Saved data entries:
Content starts

PR #7945, opened 2025-04-09
Support import of sticky notes, dont allow to replace node with stick…

philemone:
…yNote

## Checklist before merge


gskrobisz (approved):
LGTM

designer/client/src/components/graph/Graph.tsx
```diff
@@ -329,7 +330,7 @@ export class Graph extends React.Component<Props> {
         }
 
         const cellBelow = this.getCellBelowCell();
-        if (isModelElement(cellBelow)) {
+        if (isModelElement(cellBelow) && node.type != StickyNoteType) {
```
Dzuming, line 333: Can't we use `isModelOrStickyNote` utility here?

Dzuming (changes requested):

designer/client/src/components/graph/Graph.tsx
philemone: Nope since it is condition little different: "Is model **and isn't** sticky note"

Dzuming: ok, so another question. IIUC `isModelElement` contains `StickyNoteType`, so why do we need `isModelOrStickyNote` utility?

philemone: `isModelElement` does not contain `stickyNoteType` - it check if element is instance of `shapes.devs.Model`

Content ends

* [Activity]: Copy every record once more, exactly as given.

* [Your solution]:
PR #7945, opened 2025-04-09
Support import of sticky notes, dont allow to replace node with stick…

philemone:
…yNote

## Checklist before merge


gskrobisz (approved):
LGTM

designer/client/src/components/graph/Graph.tsx
```diff
@@ -329,7 +330,7 @@ export class Graph extends React.Component<Props> {
         }
 
         const cellBelow = this.getCellBelowCell();
-        if (isModelElement(cellBelow)) {
+        if (isModelElement(cellBelow) && node.type != StickyNoteType) {
```
Dzuming, line 333: Can't we use `isModelOrStickyNote` utility here?

Dzuming (changes requested):

designer/client/src/components/graph/Graph.tsx
philemone: Nope since it is condition little different: "Is model **and isn't** sticky note"

Dzuming: ok, so another question. IIUC `isModelElement` contains `StickyNoteType`, so why do we need `isModelOrStickyNote` utility?

philemone: `isModelElement` does not contain `stickyNoteType` - it check if element is instance of `shapes.devs.Model`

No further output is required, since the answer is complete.